**WORK ITEM:** If a line includes the word "SourceMapSource", it belongs in the count; state the total for the data below and add nothing.

**RECORDS SUPPLIED:**

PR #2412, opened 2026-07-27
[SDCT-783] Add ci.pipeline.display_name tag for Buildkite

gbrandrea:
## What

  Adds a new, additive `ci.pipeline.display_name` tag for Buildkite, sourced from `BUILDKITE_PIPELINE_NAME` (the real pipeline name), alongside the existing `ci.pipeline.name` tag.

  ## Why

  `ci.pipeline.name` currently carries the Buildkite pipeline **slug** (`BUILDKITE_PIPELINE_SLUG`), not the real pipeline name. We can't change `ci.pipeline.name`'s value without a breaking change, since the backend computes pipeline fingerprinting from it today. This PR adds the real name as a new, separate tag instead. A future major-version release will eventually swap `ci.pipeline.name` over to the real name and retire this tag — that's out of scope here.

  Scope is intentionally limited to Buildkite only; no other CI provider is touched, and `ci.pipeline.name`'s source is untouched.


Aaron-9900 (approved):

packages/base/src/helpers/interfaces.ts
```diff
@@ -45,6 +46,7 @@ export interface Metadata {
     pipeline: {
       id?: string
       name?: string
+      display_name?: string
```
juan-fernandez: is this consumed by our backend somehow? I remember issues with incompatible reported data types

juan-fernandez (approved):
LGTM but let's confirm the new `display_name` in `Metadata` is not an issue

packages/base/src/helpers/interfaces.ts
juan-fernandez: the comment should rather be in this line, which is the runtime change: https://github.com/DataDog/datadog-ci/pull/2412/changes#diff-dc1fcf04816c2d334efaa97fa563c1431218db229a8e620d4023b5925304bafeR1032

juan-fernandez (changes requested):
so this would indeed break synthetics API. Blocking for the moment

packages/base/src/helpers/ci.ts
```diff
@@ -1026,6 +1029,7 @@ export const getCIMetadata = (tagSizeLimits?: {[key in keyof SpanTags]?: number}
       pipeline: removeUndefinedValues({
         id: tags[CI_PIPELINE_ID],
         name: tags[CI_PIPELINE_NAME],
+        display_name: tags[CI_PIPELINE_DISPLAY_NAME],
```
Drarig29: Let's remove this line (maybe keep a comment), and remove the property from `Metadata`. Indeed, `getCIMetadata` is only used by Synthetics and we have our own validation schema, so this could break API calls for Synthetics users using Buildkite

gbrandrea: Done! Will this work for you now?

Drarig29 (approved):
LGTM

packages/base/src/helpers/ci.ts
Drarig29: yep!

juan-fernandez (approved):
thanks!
--
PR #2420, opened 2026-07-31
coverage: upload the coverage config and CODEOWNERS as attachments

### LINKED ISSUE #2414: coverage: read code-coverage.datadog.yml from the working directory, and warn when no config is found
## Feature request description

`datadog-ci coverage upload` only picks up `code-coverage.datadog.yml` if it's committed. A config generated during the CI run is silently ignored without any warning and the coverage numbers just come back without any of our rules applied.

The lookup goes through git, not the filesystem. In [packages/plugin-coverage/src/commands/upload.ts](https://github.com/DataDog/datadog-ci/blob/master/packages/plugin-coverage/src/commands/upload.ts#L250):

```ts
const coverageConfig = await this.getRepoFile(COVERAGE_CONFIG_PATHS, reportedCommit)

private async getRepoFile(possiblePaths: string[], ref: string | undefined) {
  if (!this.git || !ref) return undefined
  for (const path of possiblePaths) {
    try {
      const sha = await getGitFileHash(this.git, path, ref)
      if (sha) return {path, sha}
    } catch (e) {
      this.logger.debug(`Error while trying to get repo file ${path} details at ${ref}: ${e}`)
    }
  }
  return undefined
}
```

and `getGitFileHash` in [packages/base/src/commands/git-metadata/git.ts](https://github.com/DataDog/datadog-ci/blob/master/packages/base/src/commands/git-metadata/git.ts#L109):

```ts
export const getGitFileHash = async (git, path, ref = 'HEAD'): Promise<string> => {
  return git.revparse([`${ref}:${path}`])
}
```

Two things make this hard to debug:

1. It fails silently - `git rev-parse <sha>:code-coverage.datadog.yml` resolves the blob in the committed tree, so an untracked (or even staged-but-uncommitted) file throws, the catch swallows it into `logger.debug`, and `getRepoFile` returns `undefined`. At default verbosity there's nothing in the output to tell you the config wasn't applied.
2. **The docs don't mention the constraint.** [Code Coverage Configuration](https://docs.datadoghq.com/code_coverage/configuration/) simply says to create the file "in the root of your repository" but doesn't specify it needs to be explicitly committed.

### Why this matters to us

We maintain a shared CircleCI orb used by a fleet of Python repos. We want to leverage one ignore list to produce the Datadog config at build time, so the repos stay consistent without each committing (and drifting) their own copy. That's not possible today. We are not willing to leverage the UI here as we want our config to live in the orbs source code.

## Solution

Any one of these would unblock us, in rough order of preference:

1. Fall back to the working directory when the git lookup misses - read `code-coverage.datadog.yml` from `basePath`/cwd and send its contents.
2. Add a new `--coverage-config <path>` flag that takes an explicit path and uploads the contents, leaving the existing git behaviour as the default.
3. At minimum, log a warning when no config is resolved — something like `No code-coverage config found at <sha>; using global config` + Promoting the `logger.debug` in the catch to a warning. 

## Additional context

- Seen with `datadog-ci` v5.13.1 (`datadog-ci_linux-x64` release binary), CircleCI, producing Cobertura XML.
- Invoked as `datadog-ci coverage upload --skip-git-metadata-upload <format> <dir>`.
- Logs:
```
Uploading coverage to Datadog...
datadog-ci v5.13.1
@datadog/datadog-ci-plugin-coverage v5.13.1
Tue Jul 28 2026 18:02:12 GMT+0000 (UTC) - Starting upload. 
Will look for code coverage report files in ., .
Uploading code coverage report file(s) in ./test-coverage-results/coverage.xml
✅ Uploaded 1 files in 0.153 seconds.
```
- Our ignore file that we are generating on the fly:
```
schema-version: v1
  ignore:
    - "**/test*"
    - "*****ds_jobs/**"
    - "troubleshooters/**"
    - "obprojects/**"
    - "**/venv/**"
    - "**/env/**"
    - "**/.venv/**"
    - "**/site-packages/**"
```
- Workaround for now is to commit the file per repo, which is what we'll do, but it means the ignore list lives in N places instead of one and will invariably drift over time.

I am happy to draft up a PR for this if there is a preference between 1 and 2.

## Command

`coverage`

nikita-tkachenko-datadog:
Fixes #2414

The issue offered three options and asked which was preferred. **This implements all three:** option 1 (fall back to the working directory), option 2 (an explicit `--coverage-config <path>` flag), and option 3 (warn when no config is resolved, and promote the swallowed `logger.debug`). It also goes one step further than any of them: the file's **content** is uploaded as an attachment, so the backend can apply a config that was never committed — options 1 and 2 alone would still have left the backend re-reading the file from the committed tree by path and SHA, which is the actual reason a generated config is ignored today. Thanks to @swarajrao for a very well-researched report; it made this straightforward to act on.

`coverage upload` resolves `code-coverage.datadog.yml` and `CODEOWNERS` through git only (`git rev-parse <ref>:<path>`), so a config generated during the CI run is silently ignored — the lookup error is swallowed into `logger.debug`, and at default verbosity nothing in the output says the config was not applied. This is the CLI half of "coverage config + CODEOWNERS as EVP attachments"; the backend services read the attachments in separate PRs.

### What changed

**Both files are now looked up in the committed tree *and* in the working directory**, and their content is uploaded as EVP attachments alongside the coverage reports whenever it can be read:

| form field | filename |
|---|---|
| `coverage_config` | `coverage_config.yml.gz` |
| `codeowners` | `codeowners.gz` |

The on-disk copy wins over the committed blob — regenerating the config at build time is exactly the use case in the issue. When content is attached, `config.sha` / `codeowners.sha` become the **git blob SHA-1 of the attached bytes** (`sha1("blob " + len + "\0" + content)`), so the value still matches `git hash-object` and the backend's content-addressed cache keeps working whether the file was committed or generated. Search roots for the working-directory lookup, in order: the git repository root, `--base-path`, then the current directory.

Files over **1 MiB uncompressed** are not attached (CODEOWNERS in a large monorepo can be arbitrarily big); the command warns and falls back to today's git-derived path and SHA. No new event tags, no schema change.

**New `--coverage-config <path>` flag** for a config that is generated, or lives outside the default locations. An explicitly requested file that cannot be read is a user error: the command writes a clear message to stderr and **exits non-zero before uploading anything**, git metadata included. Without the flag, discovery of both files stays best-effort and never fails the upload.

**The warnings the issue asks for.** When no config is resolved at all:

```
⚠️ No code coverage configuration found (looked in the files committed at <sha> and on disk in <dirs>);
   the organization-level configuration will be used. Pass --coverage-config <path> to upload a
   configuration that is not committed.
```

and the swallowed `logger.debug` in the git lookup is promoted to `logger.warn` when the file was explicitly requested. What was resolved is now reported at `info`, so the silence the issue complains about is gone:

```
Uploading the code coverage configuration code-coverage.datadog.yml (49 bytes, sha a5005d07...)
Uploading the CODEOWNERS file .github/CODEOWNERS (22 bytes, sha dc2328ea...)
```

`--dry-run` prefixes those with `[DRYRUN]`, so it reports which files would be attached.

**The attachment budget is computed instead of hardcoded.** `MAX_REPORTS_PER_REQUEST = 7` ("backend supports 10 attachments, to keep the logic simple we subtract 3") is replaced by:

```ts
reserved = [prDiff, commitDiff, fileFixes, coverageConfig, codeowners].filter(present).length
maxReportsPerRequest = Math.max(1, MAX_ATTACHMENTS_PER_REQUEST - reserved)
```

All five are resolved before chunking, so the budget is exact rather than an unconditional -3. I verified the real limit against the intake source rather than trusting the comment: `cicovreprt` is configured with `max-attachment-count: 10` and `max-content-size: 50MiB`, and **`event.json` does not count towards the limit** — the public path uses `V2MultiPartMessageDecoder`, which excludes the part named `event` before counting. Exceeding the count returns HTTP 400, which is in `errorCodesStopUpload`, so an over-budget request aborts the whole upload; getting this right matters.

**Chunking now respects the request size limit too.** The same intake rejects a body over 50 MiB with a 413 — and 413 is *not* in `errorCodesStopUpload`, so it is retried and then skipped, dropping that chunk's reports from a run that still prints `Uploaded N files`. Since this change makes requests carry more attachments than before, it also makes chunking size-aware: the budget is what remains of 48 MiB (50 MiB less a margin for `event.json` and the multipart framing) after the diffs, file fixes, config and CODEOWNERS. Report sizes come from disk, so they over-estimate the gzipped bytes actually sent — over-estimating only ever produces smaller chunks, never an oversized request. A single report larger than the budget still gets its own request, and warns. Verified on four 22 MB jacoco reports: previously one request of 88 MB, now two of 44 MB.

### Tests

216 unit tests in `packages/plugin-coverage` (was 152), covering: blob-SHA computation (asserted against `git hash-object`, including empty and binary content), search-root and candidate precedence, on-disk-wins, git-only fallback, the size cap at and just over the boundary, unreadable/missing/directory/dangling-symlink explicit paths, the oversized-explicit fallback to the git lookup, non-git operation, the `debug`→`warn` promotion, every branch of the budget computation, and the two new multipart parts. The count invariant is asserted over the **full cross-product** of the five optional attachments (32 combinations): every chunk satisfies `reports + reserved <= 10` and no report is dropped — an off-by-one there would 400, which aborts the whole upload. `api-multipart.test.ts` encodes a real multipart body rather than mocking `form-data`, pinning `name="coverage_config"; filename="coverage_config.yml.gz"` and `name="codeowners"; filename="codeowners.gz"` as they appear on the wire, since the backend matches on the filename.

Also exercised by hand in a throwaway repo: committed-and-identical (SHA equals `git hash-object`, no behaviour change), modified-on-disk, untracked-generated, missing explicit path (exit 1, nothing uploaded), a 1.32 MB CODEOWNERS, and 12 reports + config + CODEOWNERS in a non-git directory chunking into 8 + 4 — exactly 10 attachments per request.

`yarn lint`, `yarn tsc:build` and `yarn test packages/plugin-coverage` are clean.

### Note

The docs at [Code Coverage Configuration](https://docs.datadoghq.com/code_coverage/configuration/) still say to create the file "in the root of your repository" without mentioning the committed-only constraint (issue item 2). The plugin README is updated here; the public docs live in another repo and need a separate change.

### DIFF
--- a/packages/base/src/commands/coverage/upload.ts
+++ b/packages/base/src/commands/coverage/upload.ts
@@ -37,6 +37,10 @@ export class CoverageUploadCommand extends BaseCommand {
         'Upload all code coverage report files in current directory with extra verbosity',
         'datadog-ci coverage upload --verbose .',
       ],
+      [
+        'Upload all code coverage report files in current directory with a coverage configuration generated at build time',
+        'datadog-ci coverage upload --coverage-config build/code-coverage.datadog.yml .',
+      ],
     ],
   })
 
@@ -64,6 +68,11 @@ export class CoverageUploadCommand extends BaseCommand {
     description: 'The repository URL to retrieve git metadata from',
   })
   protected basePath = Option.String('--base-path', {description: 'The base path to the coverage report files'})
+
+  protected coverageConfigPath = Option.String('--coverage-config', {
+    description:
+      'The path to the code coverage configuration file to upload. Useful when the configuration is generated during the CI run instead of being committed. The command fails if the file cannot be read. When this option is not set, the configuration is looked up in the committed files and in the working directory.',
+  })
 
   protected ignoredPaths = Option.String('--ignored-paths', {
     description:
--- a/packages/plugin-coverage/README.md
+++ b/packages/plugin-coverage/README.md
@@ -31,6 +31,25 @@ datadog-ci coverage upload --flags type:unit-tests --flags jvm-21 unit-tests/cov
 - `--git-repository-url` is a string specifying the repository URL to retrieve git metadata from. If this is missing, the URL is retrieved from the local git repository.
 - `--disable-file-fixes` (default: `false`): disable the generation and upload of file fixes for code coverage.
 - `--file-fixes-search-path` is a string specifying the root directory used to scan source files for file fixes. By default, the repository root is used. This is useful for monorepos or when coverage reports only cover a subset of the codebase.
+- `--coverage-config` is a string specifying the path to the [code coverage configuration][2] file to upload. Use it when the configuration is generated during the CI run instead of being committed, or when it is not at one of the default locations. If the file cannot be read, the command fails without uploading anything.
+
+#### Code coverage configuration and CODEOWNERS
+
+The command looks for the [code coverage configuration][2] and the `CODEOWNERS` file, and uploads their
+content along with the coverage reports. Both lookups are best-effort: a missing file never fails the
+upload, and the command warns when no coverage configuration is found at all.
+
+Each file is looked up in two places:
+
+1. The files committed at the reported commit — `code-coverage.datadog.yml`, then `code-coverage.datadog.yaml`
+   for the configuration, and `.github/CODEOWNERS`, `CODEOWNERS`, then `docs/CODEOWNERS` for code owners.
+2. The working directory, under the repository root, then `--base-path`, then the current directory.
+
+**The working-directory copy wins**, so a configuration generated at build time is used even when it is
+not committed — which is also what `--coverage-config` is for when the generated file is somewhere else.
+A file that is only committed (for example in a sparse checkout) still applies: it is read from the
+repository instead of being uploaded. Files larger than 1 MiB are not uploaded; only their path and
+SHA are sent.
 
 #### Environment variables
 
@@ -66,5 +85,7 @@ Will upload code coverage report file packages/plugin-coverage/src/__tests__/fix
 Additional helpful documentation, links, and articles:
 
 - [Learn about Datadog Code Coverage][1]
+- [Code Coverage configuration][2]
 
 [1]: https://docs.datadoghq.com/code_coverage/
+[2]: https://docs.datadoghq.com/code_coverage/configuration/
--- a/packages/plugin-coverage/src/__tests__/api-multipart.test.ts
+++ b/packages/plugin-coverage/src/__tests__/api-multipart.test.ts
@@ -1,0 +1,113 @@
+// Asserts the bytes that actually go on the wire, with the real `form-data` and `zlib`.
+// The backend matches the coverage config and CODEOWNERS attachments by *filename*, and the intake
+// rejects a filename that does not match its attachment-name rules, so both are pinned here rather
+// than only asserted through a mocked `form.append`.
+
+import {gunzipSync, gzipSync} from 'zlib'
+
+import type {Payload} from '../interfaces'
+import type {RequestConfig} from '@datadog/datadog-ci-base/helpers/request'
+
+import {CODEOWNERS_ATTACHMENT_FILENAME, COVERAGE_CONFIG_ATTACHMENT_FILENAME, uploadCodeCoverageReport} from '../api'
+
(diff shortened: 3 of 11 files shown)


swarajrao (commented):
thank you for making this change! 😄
* * *
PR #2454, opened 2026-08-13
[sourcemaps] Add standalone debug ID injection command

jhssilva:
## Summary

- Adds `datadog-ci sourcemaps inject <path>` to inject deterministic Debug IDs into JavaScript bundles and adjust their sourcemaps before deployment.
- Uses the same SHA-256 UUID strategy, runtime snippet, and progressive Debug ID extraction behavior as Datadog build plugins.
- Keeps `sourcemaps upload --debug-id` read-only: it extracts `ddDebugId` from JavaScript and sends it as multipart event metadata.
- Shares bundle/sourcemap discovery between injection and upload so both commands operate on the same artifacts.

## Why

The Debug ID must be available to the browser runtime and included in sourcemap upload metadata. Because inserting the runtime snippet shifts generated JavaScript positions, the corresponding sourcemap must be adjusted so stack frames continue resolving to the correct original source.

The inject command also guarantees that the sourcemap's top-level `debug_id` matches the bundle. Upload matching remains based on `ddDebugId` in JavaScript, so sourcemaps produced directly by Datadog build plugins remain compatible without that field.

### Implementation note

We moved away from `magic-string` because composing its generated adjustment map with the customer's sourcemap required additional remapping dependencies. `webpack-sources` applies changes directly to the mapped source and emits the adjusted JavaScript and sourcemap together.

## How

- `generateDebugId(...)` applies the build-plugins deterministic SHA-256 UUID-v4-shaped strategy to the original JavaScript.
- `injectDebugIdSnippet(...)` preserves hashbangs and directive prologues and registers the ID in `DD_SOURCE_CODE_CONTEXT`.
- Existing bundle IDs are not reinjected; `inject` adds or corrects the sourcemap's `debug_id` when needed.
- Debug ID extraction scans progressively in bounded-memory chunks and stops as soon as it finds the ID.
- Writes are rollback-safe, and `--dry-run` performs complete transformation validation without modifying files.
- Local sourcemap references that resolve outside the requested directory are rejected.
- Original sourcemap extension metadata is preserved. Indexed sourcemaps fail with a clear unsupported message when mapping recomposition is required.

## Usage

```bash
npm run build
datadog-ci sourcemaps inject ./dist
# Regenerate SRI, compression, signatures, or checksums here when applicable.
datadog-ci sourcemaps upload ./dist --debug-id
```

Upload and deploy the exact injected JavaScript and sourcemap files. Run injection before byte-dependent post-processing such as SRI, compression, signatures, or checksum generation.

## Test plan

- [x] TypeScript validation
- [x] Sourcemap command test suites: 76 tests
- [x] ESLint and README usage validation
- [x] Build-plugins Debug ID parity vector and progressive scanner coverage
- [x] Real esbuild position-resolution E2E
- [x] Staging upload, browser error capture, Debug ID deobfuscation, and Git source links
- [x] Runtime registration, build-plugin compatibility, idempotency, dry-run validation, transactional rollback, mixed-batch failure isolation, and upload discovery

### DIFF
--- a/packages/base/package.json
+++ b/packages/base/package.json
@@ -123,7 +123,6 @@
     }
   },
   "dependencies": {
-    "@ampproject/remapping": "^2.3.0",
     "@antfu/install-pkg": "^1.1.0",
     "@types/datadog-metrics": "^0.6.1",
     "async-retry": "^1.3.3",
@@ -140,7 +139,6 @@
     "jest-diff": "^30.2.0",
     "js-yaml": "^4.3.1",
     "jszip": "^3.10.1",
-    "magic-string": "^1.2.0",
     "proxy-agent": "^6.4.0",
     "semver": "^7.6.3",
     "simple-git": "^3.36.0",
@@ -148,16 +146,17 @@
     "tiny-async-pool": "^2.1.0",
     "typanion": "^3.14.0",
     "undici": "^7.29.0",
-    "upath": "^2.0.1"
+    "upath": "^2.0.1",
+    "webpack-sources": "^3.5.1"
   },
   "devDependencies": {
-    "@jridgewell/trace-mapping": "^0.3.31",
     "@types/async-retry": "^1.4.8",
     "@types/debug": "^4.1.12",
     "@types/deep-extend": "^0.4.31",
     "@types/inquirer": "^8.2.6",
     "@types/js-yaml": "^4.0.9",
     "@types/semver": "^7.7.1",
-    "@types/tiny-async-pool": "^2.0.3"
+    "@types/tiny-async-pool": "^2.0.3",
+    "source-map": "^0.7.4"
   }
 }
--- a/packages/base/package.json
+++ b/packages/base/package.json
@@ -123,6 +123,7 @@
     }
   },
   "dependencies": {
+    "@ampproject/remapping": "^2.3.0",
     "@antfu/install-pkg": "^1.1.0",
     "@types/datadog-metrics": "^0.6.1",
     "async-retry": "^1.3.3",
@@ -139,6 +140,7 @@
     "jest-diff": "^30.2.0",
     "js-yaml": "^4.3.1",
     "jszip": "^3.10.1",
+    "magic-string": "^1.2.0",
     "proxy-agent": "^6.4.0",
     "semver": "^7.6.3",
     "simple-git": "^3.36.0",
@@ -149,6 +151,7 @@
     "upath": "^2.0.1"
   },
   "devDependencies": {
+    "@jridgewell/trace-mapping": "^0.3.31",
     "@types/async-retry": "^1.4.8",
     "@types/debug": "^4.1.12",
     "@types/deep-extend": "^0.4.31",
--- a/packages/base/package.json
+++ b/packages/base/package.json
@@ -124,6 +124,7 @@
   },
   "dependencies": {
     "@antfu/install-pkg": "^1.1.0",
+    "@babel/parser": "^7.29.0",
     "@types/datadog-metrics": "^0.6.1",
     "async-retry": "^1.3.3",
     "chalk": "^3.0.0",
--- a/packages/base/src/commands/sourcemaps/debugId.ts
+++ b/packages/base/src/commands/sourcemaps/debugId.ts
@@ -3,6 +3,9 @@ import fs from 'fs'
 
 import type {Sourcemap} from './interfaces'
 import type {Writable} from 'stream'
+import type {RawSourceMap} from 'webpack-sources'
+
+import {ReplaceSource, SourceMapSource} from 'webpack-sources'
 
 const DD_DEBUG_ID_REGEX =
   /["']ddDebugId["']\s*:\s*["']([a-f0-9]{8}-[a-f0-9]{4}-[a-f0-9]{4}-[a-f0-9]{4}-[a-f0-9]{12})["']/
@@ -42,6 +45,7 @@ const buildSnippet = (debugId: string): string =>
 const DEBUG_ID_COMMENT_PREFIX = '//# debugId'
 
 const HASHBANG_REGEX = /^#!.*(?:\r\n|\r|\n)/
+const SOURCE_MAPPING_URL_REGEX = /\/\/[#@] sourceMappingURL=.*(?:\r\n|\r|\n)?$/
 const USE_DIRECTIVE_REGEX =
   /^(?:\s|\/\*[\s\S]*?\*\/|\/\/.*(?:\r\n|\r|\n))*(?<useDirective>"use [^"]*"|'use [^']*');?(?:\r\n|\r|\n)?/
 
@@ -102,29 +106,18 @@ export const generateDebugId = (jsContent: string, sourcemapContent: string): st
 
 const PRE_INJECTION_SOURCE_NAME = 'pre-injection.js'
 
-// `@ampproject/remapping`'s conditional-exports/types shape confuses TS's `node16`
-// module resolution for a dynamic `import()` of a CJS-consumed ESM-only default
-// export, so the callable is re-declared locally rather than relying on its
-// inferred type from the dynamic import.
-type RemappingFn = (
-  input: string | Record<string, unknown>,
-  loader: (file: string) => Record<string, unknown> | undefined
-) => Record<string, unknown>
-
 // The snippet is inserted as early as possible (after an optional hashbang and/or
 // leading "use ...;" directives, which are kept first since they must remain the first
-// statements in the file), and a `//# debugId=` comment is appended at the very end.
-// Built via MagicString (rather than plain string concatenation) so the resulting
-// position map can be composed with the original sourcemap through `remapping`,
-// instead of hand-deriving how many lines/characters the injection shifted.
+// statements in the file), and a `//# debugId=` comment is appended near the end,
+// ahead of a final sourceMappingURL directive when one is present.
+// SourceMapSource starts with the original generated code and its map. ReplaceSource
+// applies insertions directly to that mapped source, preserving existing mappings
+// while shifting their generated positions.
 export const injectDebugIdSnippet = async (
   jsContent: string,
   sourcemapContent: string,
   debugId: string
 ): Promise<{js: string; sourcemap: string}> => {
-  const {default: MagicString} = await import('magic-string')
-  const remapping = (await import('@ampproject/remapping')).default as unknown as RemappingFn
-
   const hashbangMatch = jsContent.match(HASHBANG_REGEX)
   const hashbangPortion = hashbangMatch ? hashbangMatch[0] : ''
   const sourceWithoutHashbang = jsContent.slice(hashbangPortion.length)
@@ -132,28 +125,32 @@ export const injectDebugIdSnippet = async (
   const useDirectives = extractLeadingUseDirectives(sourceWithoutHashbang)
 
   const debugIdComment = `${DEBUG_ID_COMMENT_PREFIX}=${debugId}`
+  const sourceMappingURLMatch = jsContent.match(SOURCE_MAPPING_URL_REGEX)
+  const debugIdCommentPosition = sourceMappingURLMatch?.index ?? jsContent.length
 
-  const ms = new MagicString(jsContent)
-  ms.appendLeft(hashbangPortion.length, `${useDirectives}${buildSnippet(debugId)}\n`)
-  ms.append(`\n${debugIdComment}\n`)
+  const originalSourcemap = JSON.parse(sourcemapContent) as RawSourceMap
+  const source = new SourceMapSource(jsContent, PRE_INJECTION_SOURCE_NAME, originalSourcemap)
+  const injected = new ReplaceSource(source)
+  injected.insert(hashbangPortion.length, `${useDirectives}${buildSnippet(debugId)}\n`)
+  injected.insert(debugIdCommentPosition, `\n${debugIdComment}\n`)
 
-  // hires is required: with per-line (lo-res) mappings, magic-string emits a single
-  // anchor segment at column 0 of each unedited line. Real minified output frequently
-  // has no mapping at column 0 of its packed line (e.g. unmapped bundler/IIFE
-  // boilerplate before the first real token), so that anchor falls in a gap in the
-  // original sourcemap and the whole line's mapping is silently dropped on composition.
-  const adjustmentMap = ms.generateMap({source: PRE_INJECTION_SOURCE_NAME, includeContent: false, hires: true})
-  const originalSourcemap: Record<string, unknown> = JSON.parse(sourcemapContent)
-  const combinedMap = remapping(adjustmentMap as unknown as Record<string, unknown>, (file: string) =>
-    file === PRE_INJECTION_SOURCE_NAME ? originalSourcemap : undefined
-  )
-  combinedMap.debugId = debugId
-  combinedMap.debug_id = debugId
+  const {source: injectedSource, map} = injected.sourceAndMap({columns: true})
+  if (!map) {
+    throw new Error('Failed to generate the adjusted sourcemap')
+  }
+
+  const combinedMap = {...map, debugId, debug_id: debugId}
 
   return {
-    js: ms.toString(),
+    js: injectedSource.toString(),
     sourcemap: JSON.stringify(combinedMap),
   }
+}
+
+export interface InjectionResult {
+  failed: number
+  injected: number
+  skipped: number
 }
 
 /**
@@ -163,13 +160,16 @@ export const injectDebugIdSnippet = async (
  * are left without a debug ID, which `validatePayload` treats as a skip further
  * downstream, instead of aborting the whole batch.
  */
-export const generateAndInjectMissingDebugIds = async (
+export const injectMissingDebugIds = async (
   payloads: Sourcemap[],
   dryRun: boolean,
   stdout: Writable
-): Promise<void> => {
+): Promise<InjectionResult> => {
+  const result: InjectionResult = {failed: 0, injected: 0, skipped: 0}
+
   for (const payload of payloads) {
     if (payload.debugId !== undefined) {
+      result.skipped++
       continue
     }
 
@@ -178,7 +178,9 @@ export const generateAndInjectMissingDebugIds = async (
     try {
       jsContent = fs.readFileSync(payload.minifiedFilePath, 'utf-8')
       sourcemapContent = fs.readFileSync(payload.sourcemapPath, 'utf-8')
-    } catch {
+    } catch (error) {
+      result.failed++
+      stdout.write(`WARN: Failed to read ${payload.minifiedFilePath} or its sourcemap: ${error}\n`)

**RESULT FOR THIS TASK:** 3